About a year ago, I needed to modify some 3/8 brass bolts by making domed heads instead of the hex.  I looked into the commercial offerings as well as some of the home brewed and decided it was simpler to use the CNC mill as a vertical CNC lathe. And decided to go that route. 

Inspired by a recent post by randyc, I decided to look into the possibility of spherical turning on my G0602 lathe again.  I found that Randy was indeed correct; I could not find a configuration where I could use either my QCTP or the OEM tool post to turn convex curves. 

I set about designing a tool post specifically for turning radii, using the Tee nut from the OEM tool post.  The resultant tool post takes a 1/2 inch lathe tool and it is capable of turning a 2-1/8" ball.  With a 1/2 tool, the bit is aligned vertically with the spindle axis.  The tool bit is offset to the left to permit turning the lower half of the sphere.  When using the 6" three jaw, the ball has to protrude about 3" to prevent the compound from hitting the chuck jaws.  If a 5C collet chuck were used, that distance could be shortened considerably. 

Rotation is about the boss on the compound and its mating hole in the cross feed.  Rotation is controlled by a 11/16" hex head stud on the tool clamp driven by a 3/8" breaker bar and socket.  The hex stud works well with the breaker bar but will also work with a box wrench or a socket with ratchet.

One problem that I ran into is that the lead screw on the G0602 is not long enough to reach the centerline of the lathe as is required for turning a ball.  Making a lead screw with an additional inch of travel was contemplated but discarded in favor of making a second mounting location on the cross slide.

I have a custom mounting clamp for the compound, patterned after a number of designs found on line.  It is made from 5/8" plate and has six bolt holes rather than the two holes on the OEM version.  Details may be found in a post on the Grizzly Industrial Inc. forum A set of mounting and locating holes were added to the rear of the cross feed slide to accommodate that clamp.

The auxiliary position now permits a total travel of the cross slide of more than 11" which has the benefit of permitting turning from the back side of the lathe which I had found useful in the past.  The extra mounting holes are closed with set screws to prevent turning from lodging in them.  I made a plug to fit the unused hole for the compound boss as well.  I had to relocate the center oil port as well.

Centering the pivot point is relatively easy.  Centering is done with the cross feed.

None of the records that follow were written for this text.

PR #6263, opened 2024-02-12
Allow unknown file extensions to be selected in file open dialog

rasteiner:
## This PR …

Resumes the work of #4344, but without merge conflicts. 

It:
 - Implements the `acceptAttribute` method in the `FileBlueprint` class. 
 - deprecates the `acceptMime` method
 - adds a `$matchWildcard` attribute to the `Kirby\Filesystem\Mime::toTemplates()` method. 
 - changes the `upload` field mixin and the `files` section config to use `acceptAttribute` instead of `acceptMime`. 

The new `acceptAttribute` function returns a list of extensions, instead of the list of mime types. 

The primary merit is that this allows files to be uploaded which are unknown to Kirby, but without forwading an all allowing `*` to the browser file open dialog. Because Kirby and the browser no longer need to know a mime type for those files. 

The modified `Mime::toTemplates` method can now produce an array of extensions also for a mime type like `image/*`. 

### Breaking changes
I'm not sure if the deprecation is a breaking change, in which case we could just not deprecate the no longer used `toMime()` method. 

## Docs

acceptAttribute also has a clearer docblock which mentions how the list of file extensions is actually built: 
 - If there is a mime type, the "extension" and "type" options are ignored. 
 - If there is no mime type, only the intersection between the "extension" and "type" is returned (not their union). 
The reproduces how acceptMime worked. 

## Ready?
I think so :)

- [X] Tests and checks all pass

### For review team

### DIFF
--- a/src/Cms/FileBlueprint.php
+++ b/src/Cms/FileBlueprint.php
@@ -57,6 +57,8 @@ class FileBlueprint extends Blueprint
 	/**
 	 * Returns the list of all accepted MIME types for
 	 * file upload or `*` if all MIME types are allowed
+	 *
+	 * @deprecated 4.2.0 Use `acceptAttribute` instead
 	 */
 	public function acceptMime(): string
 	{
@@ -113,6 +115,82 @@ class FileBlueprint extends Blueprint
 		}
 
 		// no restrictions, accept everything
+		return '*';
+	}
+
+
+	/**
+	 * Returns the list of all accepted file extensions
+	 * for file upload or `*` if all extensions are allowed
+	 *
+	 * If a mime type is specified in the blueprint, the extensions and types options are ignored for the browser.
+	 * Extensions and Types, however, are still used to validate an uploaded file on the server.
+	 * This behavior might change in the future to better represent what file extensions are actually allowed.
+	 *
+	 * If no mime type is specified, the intersection between manually defined extensions and the Kirby "file types" is returned.
+	 * If the intersection is empty, an empty string is returned.
+	 * This behavior might change in the future to instead return the union of mime, extensions and types.
+	 *
+	 * @since 4.2.0
+	 * @return string
+	 */
+	public function acceptAttribute(): string
+	{
+		// don't disclose the specific default types
+		if ($this->defaultTypes === true) {
+			return '*';
+		}
+
+		$accept = $this->accept();
+
+		// get extensions from "mime" option
+		if (is_array($accept['mime']) === true) {
+			// determine the extensions for each MIME type
+			$extensions = array_map(
+				fn($pattern) => Mime::toExtensions($pattern, true),
+				$accept['mime']
+			);
+
+			$fromMime = array_unique(array_merge(...$extensions));
+
+			// return early to ignore the other options
+			return implode(',', array_map(fn($ext) => ".$ext", $fromMime));
+		}
+
+		$restrictions = [];
+
+		// get extensions from "type" option
+		if (is_array($accept['type']) === true) {
+			$extensions = array_map(
+				F::typeToExtensions(...),
+				$accept['type']
+			);
+
+			// F::typeToExtensions might return null instead of empty arrays,
+			// we need to filter those out
+			$fromType = array_merge(...array_filter($extensions));
+			$restrictions[] = $fromType;
+		}
+
+		// get extensions from "extension" option
+		if (is_array($accept['extension']) === true) {
+			$fromExtension = $accept['extension'];
+			$restrictions[] = $fromExtension;
+		}
+
+		// intersect all restrictions
+		if (count($restrictions) > 1) {
+			$list = array_intersect(...$restrictions);
+		} else {
+			$list = $restrictions[0];
+		}
+
+		$list = array_unique($list);
+
+		// format the list to include a leading dot on each extension
+		return implode(',', array_map(fn($ext) => ".$ext", $list));
+
+		// unknown restrictions, accept everything
 		return '*';
 	}
 
--- a/src/Cms/FileBlueprint.php
+++ b/src/Cms/FileBlueprint.php
@@ -59,6 +59,7 @@ class FileBlueprint extends Blueprint
 	 * file upload or `*` if all MIME types are allowed
 	 *
 	 * @deprecated 4.2.0 Use `acceptAttribute` instead
+	 * @todo 5.0.0 Remove method
 	 */
 	public function acceptMime(): string
 	{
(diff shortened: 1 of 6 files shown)


src/Cms/FileBlueprint.php
```diff
@@ -116,6 +118,79 @@ public function acceptMime(): string
...
+	 * If a mime type is specified in the blueprint, the extensions and types options are ignored for the browser.
+	 * Extensions and Types, however, are still used to validate an uploaded file on the server.
+	 * This behavior might change in the future to better represent what file extensions are actually allowed.
+	 *
+	 * If no mime type is specified, the intersection between manually defined extensions and the Kirby "file types" is returned.
+	 * If the intersection is empty, an empty string is returned.
+	 * This behavior might change in the future to instead return the union of mime, extensions and types.
+	 *
+	 * @since 4.2.0
+	 * @return string
```
distantnative:
```suggestion
```

src/Cms/FileBlueprint.php
```diff
@@ -116,6 +118,79 @@ public function acceptMime(): string
...
+
+		// get extensions from "type" option
+		if (is_array($accept['type']) === true) {
+			$extensions = array_map(
+				F::typeToExtensions(...),
+				$accept['type']
+			);
+
+			// F::typeToExtensions might return null instead of empty arrays,
+			// we need to filter those out
```
distantnative: Wouldn't it be easier to do the following above then

```php
fn ($type) => F::typeToExtensions($type) ?? []
```

src/Cms/FileBlueprint.php
```diff
@@ -116,6 +118,79 @@ public function acceptMime(): string
...
+			$fromType = array_merge(...array_values(array_filter($extensions)));
+			$restrictions[] = $fromType;
+		}
+
+		// get extensions from "extension" option
+		if (is_array($accept['extension']) === true) {
+			$fromExtension = $accept['extension'];
+			$restrictions[] = $fromExtension;
```
distantnative:
```php
$restrictions[] = $accept['extension'];
```

src/Cms/FileBlueprint.php
```diff
@@ -116,6 +118,79 @@ public function acceptMime(): string
...
+		}
+
+		// intersect all restrictions
+		if (count($restrictions) > 1) {
+			$list = array_intersect(...$restrictions);
+		} else {
+			$list = $restrictions[0];
+		}
```
distantnative: Wouldn't this fail for an empty restrictions array? We can also avoid the if/else statement by using `match`

```php
$list = match (count($restroctions)) {
    0 => [],
    1 => $restrictions[0],
    default => array_intersect(...$restrictions)
};
```

src/Filesystem/Mime.php
```diff
@@ -268,17 +269,31 @@ public static function toExtension(string $mime = null): string|false
...
 			}
 
-			if ($value === $mime) {
+			if ($isArray === true && in_array($mime, $value) === true) {
+				$extensions[] = $key;
+			}
+
+			if ($isArray === false && $value === $mime) {
 				$extensions[] = $key;
 			}
```
distantnative, line 298: Since every if statement checks for array, I feel like this should be a larger wrapping if statement. Then we also wouldn't need `$isArray`.

tests/Cms/Blueprints/FileBlueprintTest.php
```diff
@@ -0,0 +1,119 @@
...
+				'notExpected' => ['.gif', '.js', '.pdf', '.docx', '.zip', '.foo', '.bar']
+			],
+		];
+
+		// set up the blueprint files
+		foreach ($this->acceptCases as $name => $case) {
+			Blueprint::$loaded['files/' . $name] = [
+				'accept' => $case['accept']
+			];
+		}
```
distantnative: Could this rather be in a static data provider method?

src/Cms/FileBlueprint.php
rasteiner: In theory the empty array case never happens: if there are no mime types, no extensions and no types, the default types are used and the function returns early with "*". But you're right, this for sure makes it more resilient. :)

distantnative (commented):
Thanks for adding the changes. I think @lukasbestle should have the final review.

src/Cms/FileBlueprint.php
```diff
@@ -57,6 +57,8 @@ public function accept(): array
 	/**
 	 * Returns the list of all accepted MIME types for
 	 * file upload or `*` if all MIME types are allowed
+	 *
+	 * @deprecated 4.2.0 Use `acceptAttribute` instead
```
lukasbestle, line 61: I think the deprecation in 4.2 is fine, however I'd already add a comment for removal so that we don't forget about it:

```suggestion
	 * @deprecated 4.2.0 Use `acceptAttribute` instead
	 * @todo 5.0.0 Remove method
```

I'd say removing in v5 without prior deprecation warning is fine as there was no real use case for external use of this method. What do you think @distantnative?

src/Cms/FileBlueprint.php
```diff
@@ -116,6 +118,75 @@ public function acceptMime(): string
...
+	 * Returns the list of all accepted file extensions
+	 * for file upload or `*` if all extensions are allowed
+	 *
+	 * If a mime type is specified in the blueprint, the extensions and types options are ignored for the browser.
+	 * Extensions and Types, however, are still used to validate an uploaded file on the server.
+	 * This behavior might change in the future to better represent what file extensions are actually allowed.
+	 *
+	 * If no mime type is specified, the intersection between manually defined extensions and the Kirby "file types" is returned.
+	 * If the intersection is empty, an empty string is returned.
+	 * This behavior might change in the future to instead return the union of mime, extensions and types.
```
lukasbestle:
```suggestion
	/**
	 * Returns the list of all accepted file extensions
	 * for file upload or `*` if all extensions are allowed
	 *
	 * If a MIME type is specified in the blueprint, the `extension` and `type` options are ignored for the browser.
	 * Extensions and types, however, are still used to validate an uploaded file on the server.
	 * This behavior might change in the future to better represent which file extensions are actually allowed.
	 *
	 * If no MIME type is specified, the intersection between manually defined extensions and the Kirby "file types" is returned.
	 * If the intersection is empty, an empty string is returned.
	 * This behavior might change in the future to instead return the union of `mime`, `extension` and `type`.
```

tests/Cms/Blueprints/FileBlueprintTest.php
```diff
@@ -0,0 +1,95 @@
...
+/**
+ * @coversDefaultClass \Kirby\Cms\FileBlueprint
+ */
+class FileBlueprintTest extends TestCase
+{
+	public static function acceptAttributeProvider()
+	{
+		return [
+			[
+				'wildcard', // case name
```
lukasbestle: If we pass it as array key in the returned provider array instead of as an argument, PHPUnit will automatically use it as case name for error messages.

tests/Cms/Blueprints/FileBlueprintTest.php
```diff
@@ -0,0 +1,95 @@
...
+
+		foreach ($expected as $extension) {
+			$this->assertStringContainsString($extension, $acceptAttribute, "Case $name: $extension should be accepted");
+		}
+
+		foreach ($notExpected as $extension) {
+			$this->assertStringNotContainsString($extension, $acceptAttribute, "Case $name: $extension should not be accepted");
+		}
+
+		unset(Blueprint::$loaded['files/' . $name]);
```
lukasbestle: This should happen in a `tearDown()` method so it can work even if the test fails (then this line would never be executed). Putting it in `tearDown()` also allows us to use the same file blueprint name for all cases as we can be sure that the global state will always be cleaned up in between.

lukasbestle (commented):
I think the logic is awesome as a first step without breaking changes. Thanks! 👍

lukasbestle (approved):

bastianallgeier:
I'm really glad we were able to finally merge this. What a marathon :) Thanks for your patience and your contribution, Roman!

A trial cut is made to start forming the sphere.  This is done at a larger radius than the finished radius.  When properly centered, the tool bit just grazes the cut surface when the tool is rotated to the back side of the ball.  Once the center of the pivot point is established the cross slide is locked.  The diameter is controlled with the compound feed.  Because the tool bit is offset to the left, a .001" compound feed results in less than a .001" reduction in diameter.  You can do the math to calculate exactly what the relationship is but it is just as easy to do a couple of trial cuts and measure.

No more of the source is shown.